On the right to bear arms, John McCain is an enthusiastic Second Amendment supporter who ...

Whoops!

Actually, it was only a few years ago that the NRA was tagging John McCain with a mediocre C+ lifetime rating. (The harder-line Gun Owners of America still gives him an F.) He's a mixed bag on self defense, advocating background checks on private-party sales at gun shows and at least considering bans on inexpensive handguns and so-called "assault weapons."

But he has also voted to block lawsuits intended to bleed firearms manufacturers into bankruptcy, and his Website now specifically denounces bans on assault weapons and high-capacity magazines, and the confiscation of weapons during emergencies (an issue after Hurricane Katrina).

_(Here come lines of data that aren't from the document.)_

PR #488, opened 2022-11-05
Validate doc field

FynnBe:
as discussed in bioimage-io/core-bioimage-io-python#344


FynnBe:
Here we need to either 
- fix the issue with the `root` context as directly validating a field with a relative path/url is not possible without resolving it or
- move this test to core as a 'dynamic' test when we have the resolved model node

We should probably prefer the latter option as it is easier and does not imply any downloads during static validation which would cause trouble running in pyodide.

PR #489, opened 2022-11-22
elaborate doc for multi-file weights and improve typing with MyPy 0.991

FynnBe:
As discussed in https://github.com/bioimage-io/core-bioimage-io-python/issues/317

### DIFF
--- a/.github/workflows/build.yml
+++ b/.github/workflows/build.yml
@@ -46,7 +46,7 @@ jobs:
       if: ${{ matrix.python-version != '3.7' }}
       run: |
         mkdir -p .mypy-cache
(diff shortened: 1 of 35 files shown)


constantinpape (approved):
Changes look good. Any idea why mypy fails now?

FynnBe:
> Changes look good. Any idea why mypy fails now?

Pretty sure it's caused by MyPy Release 0.991...

constantinpape:
Yeah, looks like it, but your fix seems to only work for python 3.7, not 3.8.
I suggest you fix all tests and then just go ahead and merge.

PR #504, opened 2023-03-02
Add tracking of model RDF downloads

FynnBe:


bioimageio/spec/shared/tracking.py
```diff
@@ -0,0 +1,19 @@
...
+    r = requests.get(url)
+    r.raise_for_status()
+
+
+if __name__ == "__main__":
+    model_doi = "10.5281/zenodo.7614645"
+    report_resource_download(model_doi)
+    print(
+        f"https://bioimage.matomo.cloud/?module=API&method=Actions.getDownload&downloadUrl=https://doi.org/{model_doi}&idSite=1&period=day&date=yesterday&format=JSON&token_auth=anonymous"
+    )
```
FynnBe, line 19: I could not yet see the tracking working...

FynnBe: @oeway any idea what I'm doing wrong?

FynnBe:
before merging this PR we should set the "BIOIMAGEIO_COUNT_RDF_DOWNLOADS" env var to "false" in bioimageio.core tests and the collection CI...

oeway:
Hi @FynnBe Thanks for implementing this, please hold on and let me check what's going on with the reporting. I thought it's because the delay (they mentioned the reporting is not in realtime), but it seems not.

bioimageio/spec/shared/tracking.py
oeway: There are two things we need to set here:
 1. we need to configure the `date` properly, it was configured to start from `yesterday` and the period is a `day`, so there won't be any traffic for that model. I would change `period` to `year` and `date` to `2023-03-01` (see here: https://developer.matomo.org/api-reference/Piwik/Period)
 2. the report will only be generated every 15 minutes: https://matomo.org/faq/general/faq_41/ so we won't see the report immediately.
 
 You can see an example here (I triggered the report yesterday so it shows up today): 
 https://bioimage.matomo.cloud/?module=API&method=Actions.getDownload&downloadUrl=https://doi.org/test&idSite=1&idCustomReport=1&period=year&date=2023-03-01&format=JSON&token_auth=anonymous

FynnBe:
ok, looks promising... 
I submitted a report for 'test3':
https://bioimage.matomo.cloud/matomo.php?download=https://doi.org/test3&idsite=1&rec=1&r=646242&h=13&m=35&s=20&url=http://bioimage.io/#/?id=test3&uadata={"brands":[{"brand":"python","version":"3.10"}]}

but also after 15 min I don't get the report back
https://bioimage.matomo.cloud/?module=API&method=Actions.getDownload&downloadUrl=https://doi.org/test3&idSite=1&idCustomReport=1&period=year&date=2023-03-01&format=JSON&token_auth=anonymous

(I immediately got a report for 'test2', so I'm thinking that was you before... ):

FynnBe:
It is hard to test if I successfully disabled tracking in  
- 3631673
- https://github.com/bioimage-io/core-bioimage-io-python/pull/332
- https://github.com/bioimage-io/collection-bioimage-io/pull/552
- https://github.com/ilastik/bioimage-io-resources/pull/68
- bioiomageio.workflows: [d76ea50](https://github.com/bioimage-io/workflows-bioimage-io-python/commit/d76ea50819f84cf89554227591daf92c1d31ff5b)
- Where else are we using bioimageio.spec in tests or CI??

uschmidt83:
FYI, in case you're interested in Plausible.io for analytics. https://github.com/stardist/stardist-napari/pull/12

oeway:
> FYI, in case you're interested in Plausible.io for analytics. [stardist/stardist-napari#12](https://github.com/stardist/stardist-napari/pull/12)

Thanks for the suggestion! I will check it out. With matomo we need to either pay or host our own instance.

@FynnBe The analytics service stopped currently because I didn't pay. Will need to decide whether we run our server, pay, or switch to another option.

uschmidt83:
> With matomo we need to either pay or host our own instance.

Same with Plausible.io.

FynnBe:
@carlosuc3m  this PR adds tracking to bioimageio.spec

PR #508, opened 2023-05-16
add get_resolved_source_path

FynnBe:
for convenient extraction of a source path from any source holding node


k-dominik:
`resolve_source` takes also a list - no?

https://github.com/bioimage-io/spec-bioimage-io/blob/f7e0eaccf59cca4c0cccd294568a61375336e402/bioimageio/spec/shared/_resolve_source.py#L320-L322

but the `resolve_source_path` doesn't. Given the similarity of the name and all, I think it's better to have it explicit.

tests/test_shared/test_shared.py
```diff
@@ -0,0 +1,23 @@
...
+            "https://raw.githubusercontent.com/bioimage-io/spec-bioimage-io/main/example_specs/models/unet2d_nuclei_broad/rdf.yaml"
+        ),
+    ],
+)
+def test_get_resolved_source_path(src):
+    from bioimageio.spec.shared import get_resolved_source_path
+
+    res = get_resolved_source_path(src, root_path=Path(__file__).parent)
+    assert isinstance(res, Path)
+    assert res.exists()
```
k-dominik, line 23: no way to know _what_ path to expect (in terms of where it's pointing to)?

FynnBe: of course for the paths given this is known. 
Also for the url the cache location is known...
but it doesn't really matter.. I don't want to change this test when we change caching.
I'd say if you use this function you don't really care where the path is, but you care that it is a local file path and not a URL

FynnBe:
> `resolve_source` takes also a list - no?
> 
> https://github.com/bioimage-io/spec-bioimage-io/blob/f7e0eaccf59cca4c0cccd294568a61375336e402/bioimageio/spec/shared/_resolve_source.py#L320-L322
> 
> but the `resolve_source_path` doesn't. Given the similarity of the name and all, I think it's better to have it explicit.

ah, I did overlook the list... I type annotated `source` and moved the def below...

tests/test_shared/test_shared.py
k-dominik: One could mock caching though, to make the test independent - in the end you don't want to test caching here...

FynnBe: hmm.. going a bit overboard here I think, but ok...

PR #513, opened 2023-06-05
WIP Improve caching with pooch

### LINKED ISSUE #289: Add proper caching
The current caching solution is appalling.
How about we use https://github.com/reclosedev/requests-cache ?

In a year when even former gun-banners seeking the presidency as Democrats have unconvincingly discovered a new-found love for the individual right to bear arms, John McCain is doing his best to sound like Charlton Heston. Well, like Heston did when he was alive.

Put a cork in it

If there is one civil liberties issue that can get people across the political spectrum frothing at the mouth about John McCain, it's his propensity to view criticism by opponents as an abuse of the political system, and to try to ban it in the name of "campaign finance reform." No joke -- McCain once said on Don Imus's radio show, "I would rather have a clean government than one where quote First Amendment rights are being respected, that has become corrupt. If I had my choice, I'd rather have the clean government."

He hasn't done it alone, of course -- the offending legislation was called McCain-Feingold, after all. The ACLU denounced the legislation, saying it "contains an unprecedented attack on issue advocacy by nonpartisan groups and organizations." After it became law, Jonathan Rauch wrote in Reason magazine, "America now has what amounts to a federal speech code, enforced with jail terms of up to five years."

My take

Proudly saying, "My friends, each and every one of us has a duty to serve a cause greater than our own self-interest," John McCain makes few bones about the fact that he's not really the sort of politician who puts individual freedom at the center if his political philosophy. Big-government nationalist Teddy Roosevelt is his idol, and his own politics fit the same mold, with what Reason editor Matt Welch, author of a book on McCain, calls "a rigid sense of citizenship and a skeptical attitude toward individual choice."

The one issue on which McCain has really broken with the Bush administration to push for the rights of the individual is on torture, something with which he has intimate experience. This reinforces my theory that aspirants to government office should probably first spend a year getting abused in every way available to the modern state. Months of censorship, tax audits, wiretaps and regulatory excess might give more political hopefuls the sort of "Ah Ha!" moment that the Arizona senator had on waterboarding.

A McCain administration would probably be fairly respectful of the right to bear arms, if only to keep the Republican base from deserting in disgust. But on most other issues, we could probably expect little mercy for us soft types who want a restrained government -- or at least to be able to bitch about a lack of restraint.